Be grateful for Montana’s $1 billion surplus – Daily Montanan

As we gather with family and friends and try to avoid a conversation about elections, gas prices, abortion, inflation or global warming, perhaps there’s one bipartisan issue to celebrate, Montana’s next budget.

Our state, like many others, is experiencing a one-time windfall, largely due to federal cash inflows from bailout plans and COVID relief. Both Republican Donald Trump and Democrat Joe Biden were proponents of the cash injection, so it’s not really a partisan issue.

Although the biennial state budget has just been released by Montana Gov. Greg Gianforte and is a detailed lengthy document that will undergo inevitable changes, it is a solid blueprint for the state.
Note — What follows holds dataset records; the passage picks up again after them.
PR #181, opened 2019-03-10
Obstacles: Crocomire

fdtaillefer:


fdtaillefer:
I thought about it and decided against it for now. I guess it would involve merging nodes 2 and 4.
The Mellas will be done after. I'll try and limit the scope of obstacles to obstacles.

PR #182, opened 2019-03-11
East Norfair Obstacles

fdtaillefer:


region/norfair/east.json
```diff
@@ -773,6 +773,13 @@
           "utility": [ "farming" ]
         }
       ],
+      "obstacles": [
```
miketrethewey: Why are `ID` and `Name` capitalized?

fdtaillefer: Cause I messed up :P

region/norfair/east.json
```diff
@@ -179,31 +186,32 @@
                   "heatProof",
                   "canHeatRun"
                 ]},
-                {"or":[
-                  {"and":[
+                {"cost": [
+                  {"heatFrames": 100}
+                ]},
+                {"obstacle":{
+                  "id": "A",
```
DIProgan: I don't see in what situation the obstacle is useful here?

region/norfair/east.json
DIProgan: Is this obstacle for the future case of wanting to use the farming and then go back?

region/norfair/east.json
fdtaillefer: The goal was to put a hint in there that these requirements are centered around killing enemies, but maybe I'm jumping the gun. This can be done later if deemed necessary. I'll take it out.

region/norfair/east.json
fdtaillefer: Yes. Same reason I did it in the Kronic Boost Room, where the Violas are farmable for PBs.

By opposition, I didn't do it in Ice Beam Gate Room to get to the small Dessgeegas (who are also farmable for PBs) because I figured it's only a difference of one PB. But thinking about it again, maybe it was worth doing?

DIProgan: Nah

Issue #38, opened 2018-12-12
Reduce use of helpers


fdtaillefer:
For performance purposes, it appears helpers with only one requirement should be eliminated and replaced with the item itself.

fdtaillefer:
The last remaining helper of this kind was `canSwim`, and it was removed by #241.

PR #183, opened 2019-03-11
Remaining canDash into SpeedBooster

DIProgan:
As part of #38

### DIFF
--- a/helpers.json
+++ b/helpers.json
@@ -13,10 +13,7 @@
       "Morph"
     ]
   },
-  {
-    "name": "canDash",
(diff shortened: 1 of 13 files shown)


fdtaillefer:
Are there plans to remove `canSwim` as well down the road?

DIProgan:
> Are there plans to remove `canSwim` as well down the road?

I simply noted how the usage of canDash shrunk so took it upon myself to make it uniform. I can see canSwim being replaced the same way but haven't seen the same tendency there yet.

PR #184, opened 2019-03-14
Treasure Hunt: canComeInCharged & canLeaveChargeds

DIProgan:
A bunch of extra ones I found along with a couple errors as a bonus.

### DIFF
--- a/region/brinstar/kraid.json
+++ b/region/brinstar/kraid.json
@@ -270,6 +270,7 @@
               {
                 "usedTiles": 27,
                 "framesRemaining": 120,
+                "requires": [ {"resetRoomAtNode": [1, 3]} ],
                 "openEnd": 2
               }
             ]
@@ -281,12 +282,21 @@
           "name": "Lower Right Door",
           "nodeType": "door",
           "nodeSubType": "blue",
-          "sparking": {
+          "sparking": {            
             "runways": [
               {
                 "length": 8,
                 "requires": null,
                 "openEnd": 0
+              }
+            ],
+            "canLeaveCharged": [
+              {
+                "usedTiles": 21,
+                "framesRemaining": 0,
+                "shinesparkFrames": 20,
+                "requires": [ {"resetRoomAtNode": [1, 3]} ],
+                "openEnd": 1
               }
             ]
           },
--- a/region/brinstar/kraid.json
+++ b/region/brinstar/kraid.json
@@ -320,7 +320,7 @@
                 "usedTiles": 31,
                 "framesRemaining": 0,
                 "shinesparkFrames": 15,
-                "requires": [ {"resetRoomAtNode": [1, 3]} , "Morph" ],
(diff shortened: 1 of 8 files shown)


region/brinstar/kraid.json
```diff
@@ -314,6 +314,15 @@
                 "requires": null,
                 "openEnd": 1
               }
+            ],
+            "canLeaveCharged": [
+              {
+                "usedTiles": 31,
+                "framesRemaining": 0,
+                "shinesparkFrames": 15,
+                "requires": [ {"resetRoomAtNode": [1, 3]} , "Morph" ],
```
fdtaillefer: That must require something to break the bomb block as well, surely? Basically access from 1 to 3. Bit annoying that we're back to duplicating some logic, but at least it's not widespread

region/maridia/inner-yellow.json
```diff
@@ -149,6 +157,15 @@
...
                 "openEnd": 1
               }
+            ],
+            "canLeaveCharged": [
+              {
+                "usedTiles": 22,
+                "framesRemaining": 0,
+                "shinesparkFrames": 30,
+                "openEnd": 2,
+                "requires": [ "canSwim", "Morph" ]
```
fdtaillefer: Why gravity? If you time it right the water won't matter at the morph gap, and I can't find a way that goes deeper in the water and still has time to get it off, even with Gravity.

region/maridia/inner-green.json
```diff
@@ -143,6 +143,16 @@
               "id": 4,
               "requires": [
                 {"or": [
+                  {"canComeInCharged": {
```
fdtaillefer: Pretty cool that it gets you directly to the top ledge. Should these sparks require either gravity or suitlessMaridia?

region/brinstar/kraid.json
DIProgan: Indeed, ops.

region/maridia/inner-yellow.json
DIProgan: Because it's such a very tight maneuver even without taking the water into account. I can see large amounts of time being spent here if you need to time for water as well.

region/maridia/inner-green.json
DIProgan: I opted no since it's such a miniscule amount of time that's spent doing Suitless things.

region/maridia/inner-yellow.json
fdtaillefer: It's roughly a 4-second cycle. You really only have to know when to start. and then it's the same execution.
But yeah, I'm a bit concerned that many of those strats require tight execution and aren't locked behind any kind of tech.

DIProgan: At least it's locked behind managing 22 tile charges.

fdtaillefer: Beats having nothing, but the ability to do a 2-tap isn't closely related to executing that spark.

PR #185, opened 2019-03-16
West Lower Norfair Obstacles

fdtaillefer:


region/lowernorfair/west.json
```diff
@@ -782,11 +806,68 @@
                   "canHeatRun"
                 ]},
                 {"or": [
+                  {"obstacle":{
+                    "id": "A",
+                    "requires": [
+                      "canIBJ",
```
DIProgan: Since going 3 -> 2 breaks obstacle 'A', going back up using what used to be this IBJ obstacle req is a free null req? Am I understanding obstacles wrong?

DIProgan: Since going 3 -> 2 breaks obstacle 'A', going back up using what used to be this IBJ obstacle req is a free null req? Am I understanding obstacles wrong?

region/lowernorfair/west.json
```diff
@@ -782,11 +806,68 @@
...
+                            ]}
+                          ]}    
+                        ]}
+                      ]
+                    }},
+                    {"or": [
+                      "canSpringBallWalljumpMidAir",
+                      {"and": [
+                        "HiJump",
+                        "SpeedBooster"
```
DIProgan: If Obstacle 'B' is broken this needs a reset

region/lowernorfair/west.json
fdtaillefer: No, that's me being stupid. Wow, that would've been bad.

region/lowernorfair/west.json
fdtaillefer: Nah, the setup here is inside the doorway of node 2 so not reliant on obstacle B.

fdtaillefer:
Fixes made

DIProgan:
Checks out

PR #186, opened 2019-03-17
East Lower Norfair Obstacles

fdtaillefer:


region/lowernorfair/east.json
```diff
@@ -1488,16 +1500,28 @@
...
+                        ]},
+                        {"obstacle":{
+                          "id": "B",
+                          "requires": null
+                        }}
+                      ]
+                    }}
                   ]},
                   { "and": [
                     "canXRayClimb",
```
DIProgan: Does the xray avoid enemyDamage?

DIProgan:
Looked at everything and it looks great. Just need to add Mickey Mouse ice clip and Metal Pirate fixes later on then.

PR #191, opened 2019-03-23
Green Brinstar Obstacles

fdtaillefer:


region/brinstar/green.json
```diff
@@ -739,8 +767,30 @@
...
+                            }
+                          ]}
+                        ]}
+                      ]}
+                    ]}
+                  ]
+                }}
+              ],
+              "unlock": null,
+              "note": "A speedball strat can be doable here, depending on adjacent runway, but between the grey door and the number of runway tiles in this room that can't be used for that, it might be better to omit it."
```
DIProgan: Legit hell to perform. I'd rather omit it.

fdtaillefer: Well, with a long runway on the other side it's probably quite trivial. If not for the grey door, there'd be some pretty easy setups for it. That we're not able to represent right now.

DIProgan: I forgot you can go back to kill the sidehopper after breaking the block. 180 on that one

PR #192, opened 2019-03-23
Kraid Obstacles

fdtaillefer:


region/brinstar/kraid.json
```diff
@@ -373,8 +405,34 @@
...
+                          "id": "A",
+                          "requires": null
+                        }}
+                      ]}
+                    ]}
+                  ]
+                }}
+              ],
+              "unlock": null,
+              "note": "FIXME Possible speedball here depending on adjacent room?"
```
DIProgan: Not without already balling I think.

PR #195, opened 2019-03-26
Central Crateria Obstacles

fdtaillefer:


region/crateria/central.json
```diff
@@ -661,7 +661,12 @@
               },
               {
                 "length": 28,
-                "requires": [ "canDestroyBombWalls" ],
+                "requires": [
+                  {"obstacle":{
+                    "id": "A",
```
DIProgan: I can't wrap my brain around what this obstacle allows for. If it's access to the node 6(shaft) Pirates, why don't the other doors with their respective blocks got the same?

fdtaillefer: The obstacle between the main part of the room and the bottom left door is the same obstacle that stops the 28-tile runway from being usable. The requirements got complex but they're always the same regardless so I put them on the obstacle and saved the duplication.

It might come in handy if we decide to add some spark strats in here too, they'll use the same obstacle.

Before I get swamped by liberals who think I may have gotten into the Christmas spirit a bit early and can’t wait to send me a sharply worded email or drop a few snarky lines from Twitter over the last few days If you give us credit for these budgets, they will never be stamped and are likely to undergo many edits.

However, Gianforte’s budget does not suit some of his party’s far-right members, who believe that the entire surplus should be distributed to residents, preferably those already sitting on a pile of cash. Instead, there’s a lot to like in the budget for various political factions (which, in turn, means there’s likely a lot to despise in the budget, depending on your perspective).

The budget surplus results in part in tax relief on the income tax and wealth tax side. And with a $1 billion surplus, that may be an expected and fair political decision.

Secondly, the budget serves to pay off the national debt, which also seems to be a good and responsible measure. Gianforte is doing what many would do if we suddenly inherited a pile of money. Debt repayment also helps position Montana for more capital investment capacity in the future and strengthen the state’s fiscal position, thereby lowering future capital raising costs.

One of the things that many Montanans should welcome and that legislators should approve quickly is a plan to put a significant portion of the surplus back into two ailing facilities, the Warm Springs State Hospital and the Deer Lodge State Penitentiary. The proposal calls for $300 million for Warm Springs and $200 million for Deer Lodge.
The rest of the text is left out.